What you will do: Lines to restate from the data below: from the one containing "CI: run local type tests only one time" to the one containing "Some can be", both included. Give them again exactly, and only them.

Study material:
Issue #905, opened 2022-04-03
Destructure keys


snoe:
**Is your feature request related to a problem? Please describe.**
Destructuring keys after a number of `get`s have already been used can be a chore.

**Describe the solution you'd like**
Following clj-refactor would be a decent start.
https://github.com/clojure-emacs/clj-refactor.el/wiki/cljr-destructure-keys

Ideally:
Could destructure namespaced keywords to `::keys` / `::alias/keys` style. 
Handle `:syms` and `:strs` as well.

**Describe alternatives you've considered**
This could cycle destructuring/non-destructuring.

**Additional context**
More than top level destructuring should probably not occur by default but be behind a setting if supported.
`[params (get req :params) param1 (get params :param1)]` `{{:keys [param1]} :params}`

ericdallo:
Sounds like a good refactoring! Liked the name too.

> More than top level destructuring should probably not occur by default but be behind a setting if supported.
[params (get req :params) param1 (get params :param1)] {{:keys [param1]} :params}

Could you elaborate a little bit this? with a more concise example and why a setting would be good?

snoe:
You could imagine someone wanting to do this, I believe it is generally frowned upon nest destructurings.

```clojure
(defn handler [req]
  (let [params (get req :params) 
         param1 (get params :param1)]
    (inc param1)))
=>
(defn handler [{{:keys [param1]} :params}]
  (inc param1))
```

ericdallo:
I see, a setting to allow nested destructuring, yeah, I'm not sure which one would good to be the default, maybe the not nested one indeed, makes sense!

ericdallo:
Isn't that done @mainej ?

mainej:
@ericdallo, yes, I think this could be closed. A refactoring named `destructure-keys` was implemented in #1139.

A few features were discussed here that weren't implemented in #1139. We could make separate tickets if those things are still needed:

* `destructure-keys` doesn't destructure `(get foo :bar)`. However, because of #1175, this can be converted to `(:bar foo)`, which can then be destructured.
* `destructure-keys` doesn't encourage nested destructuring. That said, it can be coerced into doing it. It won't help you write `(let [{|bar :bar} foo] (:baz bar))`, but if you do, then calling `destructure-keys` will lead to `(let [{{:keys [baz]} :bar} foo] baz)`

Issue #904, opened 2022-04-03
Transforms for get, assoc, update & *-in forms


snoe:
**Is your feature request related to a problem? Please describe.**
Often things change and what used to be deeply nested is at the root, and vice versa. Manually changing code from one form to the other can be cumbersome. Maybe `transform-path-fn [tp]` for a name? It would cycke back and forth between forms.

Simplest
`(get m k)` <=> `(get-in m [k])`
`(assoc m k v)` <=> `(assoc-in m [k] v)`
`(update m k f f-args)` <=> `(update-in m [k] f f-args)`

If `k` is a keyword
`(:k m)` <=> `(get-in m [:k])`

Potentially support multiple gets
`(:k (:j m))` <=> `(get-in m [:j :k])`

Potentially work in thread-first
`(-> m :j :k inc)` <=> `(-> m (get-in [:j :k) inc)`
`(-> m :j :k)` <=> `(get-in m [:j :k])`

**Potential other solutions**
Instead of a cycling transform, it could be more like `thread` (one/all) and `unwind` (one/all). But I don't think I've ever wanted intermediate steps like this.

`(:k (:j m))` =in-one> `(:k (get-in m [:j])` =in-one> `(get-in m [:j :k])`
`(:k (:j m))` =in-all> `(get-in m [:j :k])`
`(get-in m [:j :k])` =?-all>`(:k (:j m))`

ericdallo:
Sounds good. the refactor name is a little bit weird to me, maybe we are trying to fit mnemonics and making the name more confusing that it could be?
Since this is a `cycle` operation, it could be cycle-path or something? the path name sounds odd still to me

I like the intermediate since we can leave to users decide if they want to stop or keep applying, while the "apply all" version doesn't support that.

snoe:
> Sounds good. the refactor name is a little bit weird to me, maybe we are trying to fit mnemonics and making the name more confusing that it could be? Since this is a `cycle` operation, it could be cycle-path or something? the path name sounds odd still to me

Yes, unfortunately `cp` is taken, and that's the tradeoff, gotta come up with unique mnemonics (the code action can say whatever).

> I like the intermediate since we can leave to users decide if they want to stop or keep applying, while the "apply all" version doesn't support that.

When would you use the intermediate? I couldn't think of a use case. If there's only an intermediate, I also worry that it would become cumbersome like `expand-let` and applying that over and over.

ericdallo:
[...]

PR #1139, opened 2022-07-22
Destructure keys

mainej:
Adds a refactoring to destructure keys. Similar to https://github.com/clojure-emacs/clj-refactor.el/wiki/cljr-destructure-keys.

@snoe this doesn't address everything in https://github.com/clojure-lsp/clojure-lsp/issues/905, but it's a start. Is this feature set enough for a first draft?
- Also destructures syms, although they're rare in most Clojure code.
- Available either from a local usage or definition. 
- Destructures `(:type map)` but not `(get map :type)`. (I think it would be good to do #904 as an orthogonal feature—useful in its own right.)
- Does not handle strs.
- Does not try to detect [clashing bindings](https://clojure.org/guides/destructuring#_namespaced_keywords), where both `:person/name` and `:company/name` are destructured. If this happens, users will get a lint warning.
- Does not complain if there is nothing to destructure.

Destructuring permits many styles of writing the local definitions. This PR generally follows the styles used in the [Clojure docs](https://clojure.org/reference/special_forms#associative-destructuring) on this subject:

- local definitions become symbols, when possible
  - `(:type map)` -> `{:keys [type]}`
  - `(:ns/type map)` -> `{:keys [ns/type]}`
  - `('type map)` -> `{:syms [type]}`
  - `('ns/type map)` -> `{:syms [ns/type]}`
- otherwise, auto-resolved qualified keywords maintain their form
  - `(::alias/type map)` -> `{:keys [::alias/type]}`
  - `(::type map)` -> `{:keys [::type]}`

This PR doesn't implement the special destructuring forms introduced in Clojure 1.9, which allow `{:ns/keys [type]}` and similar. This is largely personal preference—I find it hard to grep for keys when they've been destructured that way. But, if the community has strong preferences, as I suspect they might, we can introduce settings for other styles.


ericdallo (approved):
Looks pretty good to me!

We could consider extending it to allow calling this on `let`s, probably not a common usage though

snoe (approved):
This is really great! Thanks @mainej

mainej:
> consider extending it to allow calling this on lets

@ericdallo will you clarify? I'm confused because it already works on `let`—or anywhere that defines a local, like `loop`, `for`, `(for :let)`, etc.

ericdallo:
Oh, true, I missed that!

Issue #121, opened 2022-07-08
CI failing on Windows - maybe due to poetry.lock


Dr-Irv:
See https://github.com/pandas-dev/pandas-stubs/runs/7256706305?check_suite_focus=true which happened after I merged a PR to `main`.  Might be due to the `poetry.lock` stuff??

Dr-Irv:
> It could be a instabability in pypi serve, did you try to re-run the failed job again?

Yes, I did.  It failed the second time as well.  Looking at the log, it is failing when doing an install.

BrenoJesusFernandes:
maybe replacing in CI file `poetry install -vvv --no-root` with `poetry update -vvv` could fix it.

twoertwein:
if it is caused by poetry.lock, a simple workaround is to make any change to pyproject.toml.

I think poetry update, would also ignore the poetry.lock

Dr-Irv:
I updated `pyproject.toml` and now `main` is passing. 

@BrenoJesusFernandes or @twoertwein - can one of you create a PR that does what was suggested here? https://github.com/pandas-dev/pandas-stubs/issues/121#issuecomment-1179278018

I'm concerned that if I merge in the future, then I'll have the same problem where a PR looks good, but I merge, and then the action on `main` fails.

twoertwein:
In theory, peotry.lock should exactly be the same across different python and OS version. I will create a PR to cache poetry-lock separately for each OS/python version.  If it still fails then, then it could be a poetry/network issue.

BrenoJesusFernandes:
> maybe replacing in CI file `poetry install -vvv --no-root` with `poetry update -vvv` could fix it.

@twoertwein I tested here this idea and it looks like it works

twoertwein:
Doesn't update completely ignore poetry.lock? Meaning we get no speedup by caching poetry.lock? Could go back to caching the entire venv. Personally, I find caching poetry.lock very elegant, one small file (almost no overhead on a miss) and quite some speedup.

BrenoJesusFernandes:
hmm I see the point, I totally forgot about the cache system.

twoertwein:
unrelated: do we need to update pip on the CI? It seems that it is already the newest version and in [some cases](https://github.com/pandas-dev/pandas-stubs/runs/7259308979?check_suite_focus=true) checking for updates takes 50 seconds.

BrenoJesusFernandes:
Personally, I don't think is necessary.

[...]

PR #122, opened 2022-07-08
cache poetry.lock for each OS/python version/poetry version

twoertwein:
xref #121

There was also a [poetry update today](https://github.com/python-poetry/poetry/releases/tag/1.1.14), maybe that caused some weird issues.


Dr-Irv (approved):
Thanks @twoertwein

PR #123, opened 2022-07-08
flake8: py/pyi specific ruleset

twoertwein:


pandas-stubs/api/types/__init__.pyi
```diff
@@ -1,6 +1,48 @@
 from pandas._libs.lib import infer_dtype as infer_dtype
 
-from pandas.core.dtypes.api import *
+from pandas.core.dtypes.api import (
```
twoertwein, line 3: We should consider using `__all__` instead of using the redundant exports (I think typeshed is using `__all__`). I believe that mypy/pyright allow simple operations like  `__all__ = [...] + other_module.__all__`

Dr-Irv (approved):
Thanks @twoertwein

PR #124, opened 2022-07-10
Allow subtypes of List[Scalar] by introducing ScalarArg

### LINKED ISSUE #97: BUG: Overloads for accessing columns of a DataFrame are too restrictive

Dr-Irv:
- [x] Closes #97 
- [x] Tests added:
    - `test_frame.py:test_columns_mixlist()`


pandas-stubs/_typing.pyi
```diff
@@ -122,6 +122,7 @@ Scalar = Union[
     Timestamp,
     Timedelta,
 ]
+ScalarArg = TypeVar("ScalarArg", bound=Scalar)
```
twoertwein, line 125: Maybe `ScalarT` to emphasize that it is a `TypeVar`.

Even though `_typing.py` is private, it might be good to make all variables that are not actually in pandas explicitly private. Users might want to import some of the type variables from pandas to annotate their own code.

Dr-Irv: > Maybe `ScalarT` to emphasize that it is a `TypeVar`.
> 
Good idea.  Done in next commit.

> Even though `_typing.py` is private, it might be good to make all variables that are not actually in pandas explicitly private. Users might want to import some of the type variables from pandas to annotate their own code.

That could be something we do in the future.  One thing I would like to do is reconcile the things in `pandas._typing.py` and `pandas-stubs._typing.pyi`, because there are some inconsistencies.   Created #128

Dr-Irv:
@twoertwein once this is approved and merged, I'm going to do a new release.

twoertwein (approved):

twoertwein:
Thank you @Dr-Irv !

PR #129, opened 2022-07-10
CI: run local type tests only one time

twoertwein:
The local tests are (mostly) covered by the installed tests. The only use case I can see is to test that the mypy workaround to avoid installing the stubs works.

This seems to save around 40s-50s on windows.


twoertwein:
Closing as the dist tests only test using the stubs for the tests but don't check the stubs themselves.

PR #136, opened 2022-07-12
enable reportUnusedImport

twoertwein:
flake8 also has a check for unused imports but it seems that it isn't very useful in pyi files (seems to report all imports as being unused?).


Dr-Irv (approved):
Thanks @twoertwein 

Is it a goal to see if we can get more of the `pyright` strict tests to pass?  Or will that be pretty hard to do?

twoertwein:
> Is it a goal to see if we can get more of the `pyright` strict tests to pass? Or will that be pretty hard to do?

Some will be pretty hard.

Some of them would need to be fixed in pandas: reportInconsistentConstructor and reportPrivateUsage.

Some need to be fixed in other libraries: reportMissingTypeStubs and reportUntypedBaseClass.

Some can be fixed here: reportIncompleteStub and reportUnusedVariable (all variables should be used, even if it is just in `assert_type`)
--
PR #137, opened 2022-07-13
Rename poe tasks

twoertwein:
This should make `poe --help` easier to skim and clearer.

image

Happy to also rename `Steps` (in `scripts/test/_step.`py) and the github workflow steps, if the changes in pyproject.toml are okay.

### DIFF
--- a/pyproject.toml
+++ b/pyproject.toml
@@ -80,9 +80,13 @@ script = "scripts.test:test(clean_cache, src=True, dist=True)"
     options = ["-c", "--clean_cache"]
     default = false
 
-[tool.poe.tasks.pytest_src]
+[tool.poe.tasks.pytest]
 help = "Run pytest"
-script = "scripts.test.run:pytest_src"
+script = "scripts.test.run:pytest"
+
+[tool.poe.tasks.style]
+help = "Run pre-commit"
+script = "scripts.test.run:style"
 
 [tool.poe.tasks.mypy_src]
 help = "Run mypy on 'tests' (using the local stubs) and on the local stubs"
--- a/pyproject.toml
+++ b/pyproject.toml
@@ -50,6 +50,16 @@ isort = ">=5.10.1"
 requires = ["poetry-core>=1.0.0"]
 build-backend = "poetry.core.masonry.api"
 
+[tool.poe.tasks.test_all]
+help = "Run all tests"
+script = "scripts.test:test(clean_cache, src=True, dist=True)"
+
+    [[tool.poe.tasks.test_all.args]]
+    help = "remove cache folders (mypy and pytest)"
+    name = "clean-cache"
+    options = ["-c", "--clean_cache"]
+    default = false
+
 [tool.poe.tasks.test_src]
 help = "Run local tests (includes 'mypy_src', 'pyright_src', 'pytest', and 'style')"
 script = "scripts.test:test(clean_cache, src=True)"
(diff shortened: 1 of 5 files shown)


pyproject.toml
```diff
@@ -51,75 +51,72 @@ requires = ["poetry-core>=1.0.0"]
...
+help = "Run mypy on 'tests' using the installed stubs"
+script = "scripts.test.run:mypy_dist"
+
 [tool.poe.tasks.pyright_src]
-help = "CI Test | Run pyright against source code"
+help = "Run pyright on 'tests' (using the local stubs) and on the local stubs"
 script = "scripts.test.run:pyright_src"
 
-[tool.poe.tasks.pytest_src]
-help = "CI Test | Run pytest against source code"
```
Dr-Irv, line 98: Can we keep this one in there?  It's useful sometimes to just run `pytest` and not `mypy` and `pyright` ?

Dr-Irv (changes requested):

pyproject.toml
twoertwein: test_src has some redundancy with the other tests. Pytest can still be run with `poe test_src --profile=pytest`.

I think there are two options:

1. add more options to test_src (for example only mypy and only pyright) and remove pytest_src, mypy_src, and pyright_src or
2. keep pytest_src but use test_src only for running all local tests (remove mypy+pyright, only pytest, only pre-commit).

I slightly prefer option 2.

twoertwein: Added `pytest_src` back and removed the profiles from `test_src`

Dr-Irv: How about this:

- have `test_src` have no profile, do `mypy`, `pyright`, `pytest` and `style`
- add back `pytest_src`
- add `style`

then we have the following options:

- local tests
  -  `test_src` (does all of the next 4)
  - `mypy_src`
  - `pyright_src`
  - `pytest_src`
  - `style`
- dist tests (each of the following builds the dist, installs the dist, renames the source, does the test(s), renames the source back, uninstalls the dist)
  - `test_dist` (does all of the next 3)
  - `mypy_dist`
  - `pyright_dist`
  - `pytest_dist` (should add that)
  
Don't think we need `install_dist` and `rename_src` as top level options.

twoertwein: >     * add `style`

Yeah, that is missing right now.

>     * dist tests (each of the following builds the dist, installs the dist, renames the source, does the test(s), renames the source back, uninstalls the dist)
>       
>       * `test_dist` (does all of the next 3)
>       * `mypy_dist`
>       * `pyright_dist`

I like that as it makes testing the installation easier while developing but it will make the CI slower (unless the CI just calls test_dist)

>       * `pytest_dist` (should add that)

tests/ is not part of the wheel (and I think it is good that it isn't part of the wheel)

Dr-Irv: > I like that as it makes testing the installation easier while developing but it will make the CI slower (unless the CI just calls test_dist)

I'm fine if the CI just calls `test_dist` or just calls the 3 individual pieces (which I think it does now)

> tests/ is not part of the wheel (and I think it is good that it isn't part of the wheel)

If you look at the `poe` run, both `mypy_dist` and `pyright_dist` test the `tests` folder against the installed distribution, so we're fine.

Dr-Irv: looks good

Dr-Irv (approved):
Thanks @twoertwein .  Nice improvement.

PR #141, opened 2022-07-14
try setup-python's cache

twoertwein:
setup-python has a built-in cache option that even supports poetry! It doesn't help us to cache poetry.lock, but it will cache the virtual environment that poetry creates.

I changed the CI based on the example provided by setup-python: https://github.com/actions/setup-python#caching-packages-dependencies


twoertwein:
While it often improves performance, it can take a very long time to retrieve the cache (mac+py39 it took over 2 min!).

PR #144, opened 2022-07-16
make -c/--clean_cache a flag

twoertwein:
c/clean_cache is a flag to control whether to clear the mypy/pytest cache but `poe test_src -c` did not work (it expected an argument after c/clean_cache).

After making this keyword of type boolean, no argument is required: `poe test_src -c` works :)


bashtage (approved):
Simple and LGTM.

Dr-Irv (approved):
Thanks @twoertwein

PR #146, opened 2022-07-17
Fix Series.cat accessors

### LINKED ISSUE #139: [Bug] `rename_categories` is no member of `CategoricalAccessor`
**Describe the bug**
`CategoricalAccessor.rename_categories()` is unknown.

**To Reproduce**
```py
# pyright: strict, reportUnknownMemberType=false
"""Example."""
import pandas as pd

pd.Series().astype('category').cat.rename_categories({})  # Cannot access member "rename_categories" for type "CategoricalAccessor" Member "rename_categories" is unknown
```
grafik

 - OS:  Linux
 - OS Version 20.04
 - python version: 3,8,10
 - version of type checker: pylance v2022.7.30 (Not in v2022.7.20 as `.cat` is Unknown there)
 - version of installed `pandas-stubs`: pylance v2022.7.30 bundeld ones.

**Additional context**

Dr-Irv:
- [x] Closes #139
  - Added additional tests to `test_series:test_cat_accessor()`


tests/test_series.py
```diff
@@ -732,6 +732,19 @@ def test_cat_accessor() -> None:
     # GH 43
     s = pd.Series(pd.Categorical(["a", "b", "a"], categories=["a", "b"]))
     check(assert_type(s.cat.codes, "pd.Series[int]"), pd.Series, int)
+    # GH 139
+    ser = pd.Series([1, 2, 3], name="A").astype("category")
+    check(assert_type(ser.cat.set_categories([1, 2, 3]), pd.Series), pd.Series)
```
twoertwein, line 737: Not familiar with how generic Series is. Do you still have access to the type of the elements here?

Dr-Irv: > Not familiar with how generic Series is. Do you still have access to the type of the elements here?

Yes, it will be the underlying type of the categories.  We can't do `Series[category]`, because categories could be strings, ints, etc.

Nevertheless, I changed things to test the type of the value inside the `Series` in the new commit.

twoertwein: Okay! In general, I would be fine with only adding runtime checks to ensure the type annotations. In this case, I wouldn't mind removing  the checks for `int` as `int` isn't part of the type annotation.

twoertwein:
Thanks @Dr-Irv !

Expected answer:
CI: run local type tests only one time

twoertwein:
The local tests are (mostly) covered by the installed tests. The only use case I can see is to test that the mypy workaround to avoid installing the stubs works.

This seems to save around 40s-50s on windows.


twoertwein:
Closing as the dist tests only test using the stubs for the tests but don't check the stubs themselves.

PR #136, opened 2022-07-12
enable reportUnusedImport

twoertwein:
flake8 also has a check for unused imports but it seems that it isn't very useful in pyi files (seems to report all imports as being unused?).


Dr-Irv (approved):
Thanks @twoertwein 

Is it a goal to see if we can get more of the `pyright` strict tests to pass?  Or will that be pretty hard to do?

twoertwein:
> Is it a goal to see if we can get more of the `pyright` strict tests to pass? Or will that be pretty hard to do?

Some will be pretty hard.

Some of them would need to be fixed in pandas: reportInconsistentConstructor and reportPrivateUsage.

Some need to be fixed in other libraries: reportMissingTypeStubs and reportUntypedBaseClass.

Some can be fixed here: reportIncompleteStub and reportUnusedVariable (all variables should be used, even if it is just in `assert_type`)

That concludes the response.